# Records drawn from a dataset

%%

Issue #940, opened 2021-10-24
Missing faces in exported files


platypii:
## Expected Behavior

Objects should be solid.

## Actual Behavior

There is a bug that results in missing faces on objects when exported into any format. I run into this pretty frequently when making real world designs. This causes problems in 3D printing software.

It's interesting that if you just drag the .js file onto jscad, it renders correctly. If you export as any file type (stl, json, dxf, etc) they all have missing faces.

## Steps to Reproduce the Problem

It's fairly easy to find examples of missing faces if you start doing boolean operations with cylinders. For example, modeling screw holes. Cylinders must have a fairly high number of segments, and helps to be off-center.

```
const { subtract } = require("@jscad/modeling").booleans
const { cylinder } = require("@jscad/modeling").primitives

function main() {
  return subtract(
    cylinder({radius: 20, center: [1, 1, 0], segments: 200}),
    cylinder({radius: 11, center: [1, 1, 0], segments: 200})
  )
}

module.exports = { main }
```

  1. Open .js file
![jscad-error1](https://user-images.githubusercontent.com/1766297/138584312-7f31bc78-e5dc-4bd8-bdf4-5cc7386a5c43.png)

  2. Export as STL
  3. Open .stl file
![jscad-error2](https://user-images.githubusercontent.com/1766297/138584318-6c4e479f-141b-448e-99c1-76da6dfa7666.png)

## Specifications

  - Versions: 2.0.0 ... 2.4.4
  - Platform: Web, CLI
  - Environment: chrome and node.js

platypii:
Fixed by #941

z3dev:
@platypii sorry but I’d like to reopen until the root cause is identified.

platypii:
I can tell you exactly the root cause. The snapping causes a polygon to become non-convex. Specifically there is a pentagon which is convex before the snapping. After snapping, the first three points in the vertices become "inverted". It's important that the _first_ three points become inverted, because only the first three points are used to compute a face's "plane" [[1]](https://github.com/jscad/OpenJSCAD.org/blob/master/packages/modeling/src/geometries/poly3/plane.js#L6)

This results in the plane facing inwards instead of outwards.

Before snapping:
![face1](https://user-images.githubusercontent.com/1766297/140787143-9ce1c292-39d1-4288-a881-4ad11a6e3f08.png)

After snapping:
[...]

PR #941, opened 2021-10-25
fix(modeling): handle negative area polygons in snapPolygons

platypii:
This is a fix for: #940 missing faces in exported files

Polygons can be inside out. Whether by design, or as a result of snapping to grid. However, in the existing code they are filtered out because their size is "less than epsilon". This PR makes it so that polygons are only removed if the _magnitude_ of the area is less than epsilon, regardless of orientation.

### All Submissions:


z3dev (approved):
@platypii Super nice. Thanks

Issue #515, opened 2020-02-10
OBJ: create serializer


z3dev:
It would be great to have the symetric capbilities for OBJ file formats, both serializer and deserialize.

See http://en.wikipedia.org/wiki/Wavefront_.obj_file

z3dev:
@platypii you will never believe this but i stumbled upon a little bug in the new serializer. try this design.

```
const { cylinder, cuboid } = require('@jscad/modeling').primitives
const { union } = require('@jscad/modeling').booleans
const { colorize } = require('@jscad/modeling').colors
const { rotateX, translate } = require('@jscad/modeling').transforms

// Issue #594 - Colors
// - Components will create and return parts, often with color, e.g. gold bolt
// - Even after aligning the part, the color should be retained

const createBolt = () => {
  let bolt = union(
    cylinder({height: 2, center: [0, 0, 1], radius: 2, segments: 8}), // head
    cylinder({height: 2 + 4, center: [0, 0, 3]})   // shaft
  )
  bolt.name = "2 x 4 mm bolt"
  return bolt
}

const main = () => {
  let bolt = rotateX(Math.PI, createBolt())

  // create four bolts for each corner
  const bolt1 = translate([+3, +3, 4], bolt)
  const bolt2 = translate([+3, -3, 4], colorize([1, 0, 0], bolt))
  const bolt3 = translate([-3, +3, 4], bolt)
  const bolt4 = colorize([0, 0, 1], translate([-3, -3, 4], bolt))

  const base = cuboid({size: [12, 12, 2]})

  return [base, bolt1, bolt2, bolt3, bolt4]
}

module.exports = { main }
```

You will notice that there are two red bolts. But the design only has one red bolt.
The issue comes because the 'usemtl' does not get reset after serializing the red bolt. So the material is getting carried forward.

A simple fix is to set 'usemtl nothing' for those shapes without a color. But there may be other solutions.

z3dev:
@platypii thanks again for this nice new feature. :)

PR #947, opened 2021-11-01
fix(obj-serializer) handling of default colors on objects

platypii:
Fix handling of default material color in the new obj-serializer module. Bug found by @z3dev in #515 thanks.

I found some applications use `usemtl default` for the "default" material, so I went with that. Open to suggestions though.

Includes a test which fails without this change.

### All Submissions:


z3dev (approved):
@platypii Thanks again for these fixes!

Issue #951, opened 2021-11-14
Faces are lost during generalize({snap: true}, ...)


jue89:
## Expected Behavior

Faces stay in the model.

## Actual Behavior

1. `require('@jscad/stl-serialize').serialuze` makes use of `modifiers.generalize({snap: true}, ...)`.
2. `modifiers.generalize({snap: true}, ...)` makes use of `poly3.measureArea()`.
3. The following geom3 returns an area of `NaN`:
   ```
   {
     vertices: [
       [ 24.499800000000008, 47.50044000000001, 30.000360000000008 ],
       [ 24.500580000000006, 47.50044000000001, 30.000360000000008 ],
       [ 24.988080000000007, 47.50044000000001, 30.000360000000008 ],
       [ 24.988080000000007, 55.04772000000001, 30.000360000000008 ],
       [ 24.499800000000008, 55.000140000000016, 30.000360000000008 ]
     ]
   }
   ```

The problem is that the normal vector of the first 3 vertices is `[0, 0, 0]`.
https://github.com/jscad/OpenJSCAD.org/blob/fcaff870fcd63d3d6047af122f1e79d1d4774aea/packages/modeling/src/geometries/poly3/measureArea.js#L18-L23

I'm not sure if this is the root cause or if straight lines (in this example vertices[0..2] are a straight line) shouldn't occur in the first place.

Currently I'm working around this problem by calling `generalize({triangulate: true}, ...)` on my model before returning it.

## Steps to Reproduce the Problem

%%

# Task
In full and without changes, give the data above once more.

# Written solution
Issue #940, opened 2021-10-24
Missing faces in exported files


platypii:
## Expected Behavior

Objects should be solid.

## Actual Behavior

There is a bug that results in missing faces on objects when exported into any format. I run into this pretty frequently when making real world designs. This causes problems in 3D printing software.

It's interesting that if you just drag the .js file onto jscad, it renders correctly. If you export as any file type (stl, json, dxf, etc) they all have missing faces.

## Steps to Reproduce the Problem

It's fairly easy to find examples of missing faces if you start doing boolean operations with cylinders. For example, modeling screw holes. Cylinders must have a fairly high number of segments, and helps to be off-center.

```
const { subtract } = require("@jscad/modeling").booleans
const { cylinder } = require("@jscad/modeling").primitives

function main() {
  return subtract(
    cylinder({radius: 20, center: [1, 1, 0], segments: 200}),
    cylinder({radius: 11, center: [1, 1, 0], segments: 200})
  )
}

module.exports = { main }
```

  1. Open .js file
![jscad-error1](https://user-images.githubusercontent.com/1766297/138584312-7f31bc78-e5dc-4bd8-bdf4-5cc7386a5c43.png)

  2. Export as STL
  3. Open .stl file
![jscad-error2](https://user-images.githubusercontent.com/1766297/138584318-6c4e479f-141b-448e-99c1-76da6dfa7666.png)

## Specifications

  - Versions: 2.0.0 ... 2.4.4
  - Platform: Web, CLI
  - Environment: chrome and node.js

platypii:
Fixed by #941

z3dev:
@platypii sorry but I’d like to reopen until the root cause is identified.

platypii:
I can tell you exactly the root cause. The snapping causes a polygon to become non-convex. Specifically there is a pentagon which is convex before the snapping. After snapping, the first three points in the vertices become "inverted". It's important that the _first_ three points become inverted, because only the first three points are used to compute a face's "plane" [[1]](https://github.com/jscad/OpenJSCAD.org/blob/master/packages/modeling/src/geometries/poly3/plane.js#L6)

This results in the plane facing inwards instead of outwards.

Before snapping:
![face1](https://user-images.githubusercontent.com/1766297/140787143-9ce1c292-39d1-4288-a881-4ad11a6e3f08.png)

After snapping:
[...]

PR #941, opened 2021-10-25
fix(modeling): handle negative area polygons in snapPolygons

platypii:
This is a fix for: #940 missing faces in exported files

Polygons can be inside out. Whether by design, or as a result of snapping to grid. However, in the existing code they are filtered out because their size is "less than epsilon". This PR makes it so that polygons are only removed if the _magnitude_ of the area is less than epsilon, regardless of orientation.

### All Submissions:


z3dev (approved):
@platypii Super nice. Thanks

Issue #515, opened 2020-02-10
OBJ: create serializer


z3dev:
It would be great to have the symetric capbilities for OBJ file formats, both serializer and deserialize.

See http://en.wikipedia.org/wiki/Wavefront_.obj_file

z3dev:
@platypii you will never believe this but i stumbled upon a little bug in the new serializer. try this design.

```
const { cylinder, cuboid } = require('@jscad/modeling').primitives
const { union } = require('@jscad/modeling').booleans
const { colorize } = require('@jscad/modeling').colors
const { rotateX, translate } = require('@jscad/modeling').transforms

// Issue #594 - Colors
// - Components will create and return parts, often with color, e.g. gold bolt
// - Even after aligning the part, the color should be retained

const createBolt = () => {
  let bolt = union(
    cylinder({height: 2, center: [0, 0, 1], radius: 2, segments: 8}), // head
    cylinder({height: 2 + 4, center: [0, 0, 3]})   // shaft
  )
  bolt.name = "2 x 4 mm bolt"
  return bolt
}

const main = () => {
  let bolt = rotateX(Math.PI, createBolt())

  // create four bolts for each corner
  const bolt1 = translate([+3, +3, 4], bolt)
  const bolt2 = translate([+3, -3, 4], colorize([1, 0, 0], bolt))
  const bolt3 = translate([-3, +3, 4], bolt)
  const bolt4 = colorize([0, 0, 1], translate([-3, -3, 4], bolt))

  const base = cuboid({size: [12, 12, 2]})

  return [base, bolt1, bolt2, bolt3, bolt4]
}

module.exports = { main }
```

You will notice that there are two red bolts. But the design only has one red bolt.
The issue comes because the 'usemtl' does not get reset after serializing the red bolt. So the material is getting carried forward.

A simple fix is to set 'usemtl nothing' for those shapes without a color. But there may be other solutions.

z3dev:
@platypii thanks again for this nice new feature. :)

PR #947, opened 2021-11-01
fix(obj-serializer) handling of default colors on objects

platypii:
Fix handling of default material color in the new obj-serializer module. Bug found by @z3dev in #515 thanks.

I found some applications use `usemtl default` for the "default" material, so I went with that. Open to suggestions though.

Includes a test which fails without this change.

### All Submissions:


z3dev (approved):
@platypii Thanks again for these fixes!

Issue #951, opened 2021-11-14
Faces are lost during generalize({snap: true}, ...)


jue89:
## Expected Behavior

Faces stay in the model.

## Actual Behavior

1. `require('@jscad/stl-serialize').serialuze` makes use of `modifiers.generalize({snap: true}, ...)`.
2. `modifiers.generalize({snap: true}, ...)` makes use of `poly3.measureArea()`.
3. The following geom3 returns an area of `NaN`:
   ```
   {
     vertices: [
       [ 24.499800000000008, 47.50044000000001, 30.000360000000008 ],
       [ 24.500580000000006, 47.50044000000001, 30.000360000000008 ],
       [ 24.988080000000007, 47.50044000000001, 30.000360000000008 ],
       [ 24.988080000000007, 55.04772000000001, 30.000360000000008 ],
       [ 24.499800000000008, 55.000140000000016, 30.000360000000008 ]
     ]
   }
   ```

The problem is that the normal vector of the first 3 vertices is `[0, 0, 0]`.
https://github.com/jscad/OpenJSCAD.org/blob/fcaff870fcd63d3d6047af122f1e79d1d4774aea/packages/modeling/src/geometries/poly3/measureArea.js#L18-L23

I'm not sure if this is the root cause or if straight lines (in this example vertices[0..2] are a straight line) shouldn't occur in the first place.

Currently I'm working around this problem by calling `generalize({triangulate: true}, ...)` on my model before returning it.

## Steps to Reproduce the Problem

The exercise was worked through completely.